What you will do =>
Count the lines below containing "import"; state the number only.

Extracted records =>
* * * * *
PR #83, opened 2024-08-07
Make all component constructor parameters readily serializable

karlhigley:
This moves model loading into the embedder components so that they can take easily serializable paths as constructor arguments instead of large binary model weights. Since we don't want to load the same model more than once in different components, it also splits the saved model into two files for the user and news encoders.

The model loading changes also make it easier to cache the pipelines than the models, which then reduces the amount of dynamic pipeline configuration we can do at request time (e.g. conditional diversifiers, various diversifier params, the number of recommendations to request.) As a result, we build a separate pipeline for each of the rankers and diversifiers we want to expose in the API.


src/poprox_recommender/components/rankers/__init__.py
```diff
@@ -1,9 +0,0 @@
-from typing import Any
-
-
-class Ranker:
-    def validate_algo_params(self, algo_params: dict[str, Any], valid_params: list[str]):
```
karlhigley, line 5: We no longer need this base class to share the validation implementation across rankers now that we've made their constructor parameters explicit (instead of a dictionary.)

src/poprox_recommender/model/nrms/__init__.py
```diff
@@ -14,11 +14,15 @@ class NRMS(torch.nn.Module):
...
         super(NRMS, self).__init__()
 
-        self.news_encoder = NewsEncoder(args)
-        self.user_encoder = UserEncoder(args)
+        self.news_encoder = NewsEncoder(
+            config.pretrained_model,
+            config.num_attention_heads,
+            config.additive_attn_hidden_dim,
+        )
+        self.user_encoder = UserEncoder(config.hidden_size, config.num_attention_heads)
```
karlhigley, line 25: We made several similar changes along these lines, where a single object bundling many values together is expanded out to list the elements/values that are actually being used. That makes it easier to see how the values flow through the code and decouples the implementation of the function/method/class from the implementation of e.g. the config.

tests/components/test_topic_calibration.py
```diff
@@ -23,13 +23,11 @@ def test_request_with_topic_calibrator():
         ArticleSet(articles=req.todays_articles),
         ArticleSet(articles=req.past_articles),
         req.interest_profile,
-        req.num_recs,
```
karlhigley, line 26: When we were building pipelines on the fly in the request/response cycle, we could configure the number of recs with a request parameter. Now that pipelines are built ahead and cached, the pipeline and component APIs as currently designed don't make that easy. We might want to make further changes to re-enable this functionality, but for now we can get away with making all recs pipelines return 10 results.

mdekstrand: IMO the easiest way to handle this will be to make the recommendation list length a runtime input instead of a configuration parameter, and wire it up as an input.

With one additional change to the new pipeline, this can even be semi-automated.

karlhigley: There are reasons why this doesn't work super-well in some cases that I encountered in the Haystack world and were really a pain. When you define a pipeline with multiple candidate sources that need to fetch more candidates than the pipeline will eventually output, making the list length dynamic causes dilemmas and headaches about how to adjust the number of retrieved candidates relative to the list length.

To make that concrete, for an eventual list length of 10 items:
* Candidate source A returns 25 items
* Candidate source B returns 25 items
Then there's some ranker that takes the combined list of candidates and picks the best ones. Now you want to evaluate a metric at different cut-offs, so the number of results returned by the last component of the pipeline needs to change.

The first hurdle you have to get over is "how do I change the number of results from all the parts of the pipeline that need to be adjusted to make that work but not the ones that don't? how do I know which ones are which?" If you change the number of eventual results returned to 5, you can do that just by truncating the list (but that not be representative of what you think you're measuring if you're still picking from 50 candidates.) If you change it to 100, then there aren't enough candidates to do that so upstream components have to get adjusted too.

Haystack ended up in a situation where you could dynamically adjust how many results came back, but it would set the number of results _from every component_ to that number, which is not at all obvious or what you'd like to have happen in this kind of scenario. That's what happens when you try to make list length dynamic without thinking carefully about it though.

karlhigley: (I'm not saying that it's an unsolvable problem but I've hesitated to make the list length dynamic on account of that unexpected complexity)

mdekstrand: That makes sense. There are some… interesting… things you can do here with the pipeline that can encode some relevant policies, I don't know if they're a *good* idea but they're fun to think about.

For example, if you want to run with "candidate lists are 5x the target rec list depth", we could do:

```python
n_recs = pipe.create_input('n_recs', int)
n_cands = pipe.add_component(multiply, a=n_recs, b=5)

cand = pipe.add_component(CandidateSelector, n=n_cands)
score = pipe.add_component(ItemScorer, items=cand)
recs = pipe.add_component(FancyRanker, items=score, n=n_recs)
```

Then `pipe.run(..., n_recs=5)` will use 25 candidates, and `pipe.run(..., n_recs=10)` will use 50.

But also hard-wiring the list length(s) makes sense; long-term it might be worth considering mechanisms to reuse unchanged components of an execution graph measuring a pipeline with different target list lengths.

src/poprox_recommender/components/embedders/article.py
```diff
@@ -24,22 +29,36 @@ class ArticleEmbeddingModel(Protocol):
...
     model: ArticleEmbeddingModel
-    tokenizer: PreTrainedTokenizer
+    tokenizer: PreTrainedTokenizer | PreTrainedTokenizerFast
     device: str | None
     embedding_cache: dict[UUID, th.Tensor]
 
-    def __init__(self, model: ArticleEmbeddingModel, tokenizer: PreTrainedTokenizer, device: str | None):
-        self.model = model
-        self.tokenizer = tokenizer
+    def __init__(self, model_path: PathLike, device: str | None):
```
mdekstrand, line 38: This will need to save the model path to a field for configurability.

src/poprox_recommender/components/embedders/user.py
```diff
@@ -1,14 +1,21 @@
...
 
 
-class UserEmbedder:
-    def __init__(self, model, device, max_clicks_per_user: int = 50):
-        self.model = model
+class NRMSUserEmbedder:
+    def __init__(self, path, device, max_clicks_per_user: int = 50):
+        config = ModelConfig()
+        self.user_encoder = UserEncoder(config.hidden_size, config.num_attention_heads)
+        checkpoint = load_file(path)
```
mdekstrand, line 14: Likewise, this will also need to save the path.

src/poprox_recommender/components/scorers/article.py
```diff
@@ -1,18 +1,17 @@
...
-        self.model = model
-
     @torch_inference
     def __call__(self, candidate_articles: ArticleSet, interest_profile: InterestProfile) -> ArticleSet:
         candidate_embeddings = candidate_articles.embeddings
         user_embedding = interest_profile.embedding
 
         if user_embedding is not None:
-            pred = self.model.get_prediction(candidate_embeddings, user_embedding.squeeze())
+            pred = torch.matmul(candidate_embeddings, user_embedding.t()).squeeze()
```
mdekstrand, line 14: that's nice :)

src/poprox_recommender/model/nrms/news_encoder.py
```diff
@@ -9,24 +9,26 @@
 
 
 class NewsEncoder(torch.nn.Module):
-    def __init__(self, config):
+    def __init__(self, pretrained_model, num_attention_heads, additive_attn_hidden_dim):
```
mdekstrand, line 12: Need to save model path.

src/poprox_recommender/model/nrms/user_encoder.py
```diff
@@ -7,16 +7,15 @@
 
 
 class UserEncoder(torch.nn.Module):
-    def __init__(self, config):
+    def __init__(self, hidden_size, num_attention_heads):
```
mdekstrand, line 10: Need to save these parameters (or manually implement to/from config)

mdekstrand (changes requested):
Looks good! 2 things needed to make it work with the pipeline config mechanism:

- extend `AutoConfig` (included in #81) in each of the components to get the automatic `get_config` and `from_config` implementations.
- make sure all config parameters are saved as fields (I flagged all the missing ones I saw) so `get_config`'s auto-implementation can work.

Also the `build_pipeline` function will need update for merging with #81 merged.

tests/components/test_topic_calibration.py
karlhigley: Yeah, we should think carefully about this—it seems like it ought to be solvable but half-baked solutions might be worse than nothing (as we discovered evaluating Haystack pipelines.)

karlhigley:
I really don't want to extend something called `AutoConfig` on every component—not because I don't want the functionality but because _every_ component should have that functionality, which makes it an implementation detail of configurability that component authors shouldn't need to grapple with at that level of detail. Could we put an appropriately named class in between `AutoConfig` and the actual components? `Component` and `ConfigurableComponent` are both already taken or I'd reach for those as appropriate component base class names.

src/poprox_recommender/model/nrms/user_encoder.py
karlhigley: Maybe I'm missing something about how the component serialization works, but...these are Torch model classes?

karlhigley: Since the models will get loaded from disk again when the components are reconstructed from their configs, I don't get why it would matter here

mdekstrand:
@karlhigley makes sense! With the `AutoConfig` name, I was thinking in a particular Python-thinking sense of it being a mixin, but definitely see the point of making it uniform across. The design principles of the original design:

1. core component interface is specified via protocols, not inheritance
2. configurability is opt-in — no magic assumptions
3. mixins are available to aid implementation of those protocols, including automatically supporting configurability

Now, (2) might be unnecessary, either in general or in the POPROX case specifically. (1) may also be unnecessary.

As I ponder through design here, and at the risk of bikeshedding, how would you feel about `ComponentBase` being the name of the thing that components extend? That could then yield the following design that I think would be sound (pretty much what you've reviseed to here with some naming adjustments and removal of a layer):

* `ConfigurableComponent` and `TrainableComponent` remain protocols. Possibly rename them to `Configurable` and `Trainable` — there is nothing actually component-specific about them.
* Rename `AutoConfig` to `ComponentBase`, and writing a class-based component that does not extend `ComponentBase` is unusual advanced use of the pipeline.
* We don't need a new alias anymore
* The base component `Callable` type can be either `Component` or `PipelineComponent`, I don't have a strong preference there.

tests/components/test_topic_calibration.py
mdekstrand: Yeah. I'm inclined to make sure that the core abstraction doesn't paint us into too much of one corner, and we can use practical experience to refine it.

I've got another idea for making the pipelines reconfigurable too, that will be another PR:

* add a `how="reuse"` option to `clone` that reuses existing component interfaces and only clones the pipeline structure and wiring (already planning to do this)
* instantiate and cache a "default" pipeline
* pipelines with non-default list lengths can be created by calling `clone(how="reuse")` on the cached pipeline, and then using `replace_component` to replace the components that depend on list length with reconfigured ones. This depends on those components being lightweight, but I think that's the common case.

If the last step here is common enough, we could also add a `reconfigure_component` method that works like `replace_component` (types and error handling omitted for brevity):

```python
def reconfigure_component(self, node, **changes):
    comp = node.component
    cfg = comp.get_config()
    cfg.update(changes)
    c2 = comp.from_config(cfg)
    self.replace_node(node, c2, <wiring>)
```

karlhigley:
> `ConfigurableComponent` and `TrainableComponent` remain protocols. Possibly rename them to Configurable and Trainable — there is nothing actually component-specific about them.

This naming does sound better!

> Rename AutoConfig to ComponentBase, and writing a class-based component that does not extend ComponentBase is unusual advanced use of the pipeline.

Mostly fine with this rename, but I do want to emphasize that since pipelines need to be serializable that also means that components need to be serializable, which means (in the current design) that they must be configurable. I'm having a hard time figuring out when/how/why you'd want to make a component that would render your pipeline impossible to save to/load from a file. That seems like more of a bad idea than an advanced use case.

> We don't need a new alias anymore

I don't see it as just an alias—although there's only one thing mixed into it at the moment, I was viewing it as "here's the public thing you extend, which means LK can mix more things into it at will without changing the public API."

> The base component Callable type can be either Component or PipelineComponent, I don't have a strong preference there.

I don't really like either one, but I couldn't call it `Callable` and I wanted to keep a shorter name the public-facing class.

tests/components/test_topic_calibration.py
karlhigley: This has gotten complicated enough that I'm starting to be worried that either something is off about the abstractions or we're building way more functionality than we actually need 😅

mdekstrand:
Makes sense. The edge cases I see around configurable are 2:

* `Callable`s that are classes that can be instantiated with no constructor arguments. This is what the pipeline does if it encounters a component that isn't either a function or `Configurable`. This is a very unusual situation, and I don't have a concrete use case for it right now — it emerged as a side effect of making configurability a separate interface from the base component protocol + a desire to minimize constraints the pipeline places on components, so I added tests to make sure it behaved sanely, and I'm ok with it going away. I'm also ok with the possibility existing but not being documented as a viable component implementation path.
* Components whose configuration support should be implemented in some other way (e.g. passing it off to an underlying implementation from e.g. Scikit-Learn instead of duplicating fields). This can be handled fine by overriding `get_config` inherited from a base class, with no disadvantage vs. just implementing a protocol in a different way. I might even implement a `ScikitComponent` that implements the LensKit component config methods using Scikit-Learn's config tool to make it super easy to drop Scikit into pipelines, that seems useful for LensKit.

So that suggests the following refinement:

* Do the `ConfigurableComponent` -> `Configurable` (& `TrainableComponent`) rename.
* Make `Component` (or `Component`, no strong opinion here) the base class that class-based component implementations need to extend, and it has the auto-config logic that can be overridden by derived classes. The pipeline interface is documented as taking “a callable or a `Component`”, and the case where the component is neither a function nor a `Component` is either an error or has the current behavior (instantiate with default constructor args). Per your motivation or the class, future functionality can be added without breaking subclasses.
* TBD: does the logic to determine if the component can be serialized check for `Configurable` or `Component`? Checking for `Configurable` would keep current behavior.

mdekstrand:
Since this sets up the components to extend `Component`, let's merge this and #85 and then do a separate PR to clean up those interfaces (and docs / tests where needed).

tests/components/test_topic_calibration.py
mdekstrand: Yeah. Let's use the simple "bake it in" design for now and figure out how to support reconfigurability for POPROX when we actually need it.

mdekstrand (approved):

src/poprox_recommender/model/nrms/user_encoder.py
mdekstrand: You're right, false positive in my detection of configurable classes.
* * * * *
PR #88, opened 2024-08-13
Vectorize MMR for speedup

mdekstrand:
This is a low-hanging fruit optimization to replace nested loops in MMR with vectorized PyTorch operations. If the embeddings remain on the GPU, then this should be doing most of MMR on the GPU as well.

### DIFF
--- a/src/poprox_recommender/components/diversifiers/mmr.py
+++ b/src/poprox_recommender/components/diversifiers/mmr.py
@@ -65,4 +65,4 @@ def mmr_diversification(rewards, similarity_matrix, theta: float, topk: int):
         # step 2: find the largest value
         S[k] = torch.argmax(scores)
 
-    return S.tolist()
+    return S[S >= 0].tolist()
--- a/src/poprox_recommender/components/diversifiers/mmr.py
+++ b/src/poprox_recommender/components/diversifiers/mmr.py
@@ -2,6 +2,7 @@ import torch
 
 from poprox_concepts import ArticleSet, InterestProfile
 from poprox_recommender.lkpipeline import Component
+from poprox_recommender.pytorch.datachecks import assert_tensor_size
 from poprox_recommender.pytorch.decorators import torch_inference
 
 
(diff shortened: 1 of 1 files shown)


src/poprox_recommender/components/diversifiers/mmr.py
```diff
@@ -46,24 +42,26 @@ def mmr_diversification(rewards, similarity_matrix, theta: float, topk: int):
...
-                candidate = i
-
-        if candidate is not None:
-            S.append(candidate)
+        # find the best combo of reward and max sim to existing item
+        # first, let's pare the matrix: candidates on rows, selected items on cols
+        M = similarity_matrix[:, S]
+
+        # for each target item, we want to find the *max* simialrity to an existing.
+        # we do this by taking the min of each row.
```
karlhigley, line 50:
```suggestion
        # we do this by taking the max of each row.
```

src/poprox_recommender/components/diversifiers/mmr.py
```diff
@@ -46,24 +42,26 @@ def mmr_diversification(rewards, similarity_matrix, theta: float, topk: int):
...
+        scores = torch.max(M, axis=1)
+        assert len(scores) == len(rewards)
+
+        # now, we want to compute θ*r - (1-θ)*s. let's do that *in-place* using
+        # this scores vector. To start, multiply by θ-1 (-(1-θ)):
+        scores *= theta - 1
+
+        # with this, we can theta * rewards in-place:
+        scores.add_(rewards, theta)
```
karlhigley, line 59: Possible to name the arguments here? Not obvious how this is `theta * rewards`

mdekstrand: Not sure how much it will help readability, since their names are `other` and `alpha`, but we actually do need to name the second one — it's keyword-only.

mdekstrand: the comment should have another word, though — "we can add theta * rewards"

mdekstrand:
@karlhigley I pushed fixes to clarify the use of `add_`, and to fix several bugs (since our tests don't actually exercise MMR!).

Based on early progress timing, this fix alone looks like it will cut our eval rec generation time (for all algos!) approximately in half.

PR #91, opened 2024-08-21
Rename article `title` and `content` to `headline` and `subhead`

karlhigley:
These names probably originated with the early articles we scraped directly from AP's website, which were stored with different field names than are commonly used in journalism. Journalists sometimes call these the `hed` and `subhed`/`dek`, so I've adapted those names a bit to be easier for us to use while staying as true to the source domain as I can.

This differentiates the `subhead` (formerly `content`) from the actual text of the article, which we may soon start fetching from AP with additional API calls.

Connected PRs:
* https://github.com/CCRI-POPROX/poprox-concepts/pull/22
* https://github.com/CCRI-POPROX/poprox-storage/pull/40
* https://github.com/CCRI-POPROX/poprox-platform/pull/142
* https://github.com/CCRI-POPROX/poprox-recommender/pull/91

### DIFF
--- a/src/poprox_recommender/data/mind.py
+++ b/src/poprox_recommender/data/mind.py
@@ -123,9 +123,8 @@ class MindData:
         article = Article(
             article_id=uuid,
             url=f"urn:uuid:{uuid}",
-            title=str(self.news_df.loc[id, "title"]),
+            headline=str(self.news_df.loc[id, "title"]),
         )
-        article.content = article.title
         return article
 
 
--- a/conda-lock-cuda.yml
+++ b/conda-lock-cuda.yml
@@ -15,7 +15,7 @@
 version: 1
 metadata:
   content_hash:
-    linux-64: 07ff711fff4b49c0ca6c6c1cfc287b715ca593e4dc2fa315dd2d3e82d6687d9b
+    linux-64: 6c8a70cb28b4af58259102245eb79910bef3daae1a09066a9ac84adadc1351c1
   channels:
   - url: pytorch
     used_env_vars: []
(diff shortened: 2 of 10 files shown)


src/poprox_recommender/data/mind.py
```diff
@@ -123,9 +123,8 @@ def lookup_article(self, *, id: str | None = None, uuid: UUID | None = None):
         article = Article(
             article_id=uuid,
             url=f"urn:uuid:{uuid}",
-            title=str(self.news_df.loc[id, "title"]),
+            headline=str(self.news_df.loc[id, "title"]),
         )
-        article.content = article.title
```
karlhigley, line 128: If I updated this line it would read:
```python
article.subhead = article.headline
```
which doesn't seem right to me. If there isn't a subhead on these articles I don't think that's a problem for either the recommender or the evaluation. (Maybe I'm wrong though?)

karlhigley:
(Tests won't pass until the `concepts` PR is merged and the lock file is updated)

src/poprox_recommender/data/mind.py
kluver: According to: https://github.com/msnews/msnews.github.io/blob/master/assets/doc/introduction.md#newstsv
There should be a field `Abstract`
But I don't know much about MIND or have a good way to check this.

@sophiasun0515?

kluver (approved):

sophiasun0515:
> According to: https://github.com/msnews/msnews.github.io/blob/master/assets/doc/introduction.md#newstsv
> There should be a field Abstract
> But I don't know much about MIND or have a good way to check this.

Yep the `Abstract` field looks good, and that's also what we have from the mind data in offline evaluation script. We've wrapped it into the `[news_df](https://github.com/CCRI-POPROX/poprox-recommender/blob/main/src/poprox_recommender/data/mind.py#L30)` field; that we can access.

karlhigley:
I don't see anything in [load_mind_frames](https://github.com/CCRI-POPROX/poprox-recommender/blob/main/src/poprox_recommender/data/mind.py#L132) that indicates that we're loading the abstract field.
* * * * *
Response to the exercise =>
6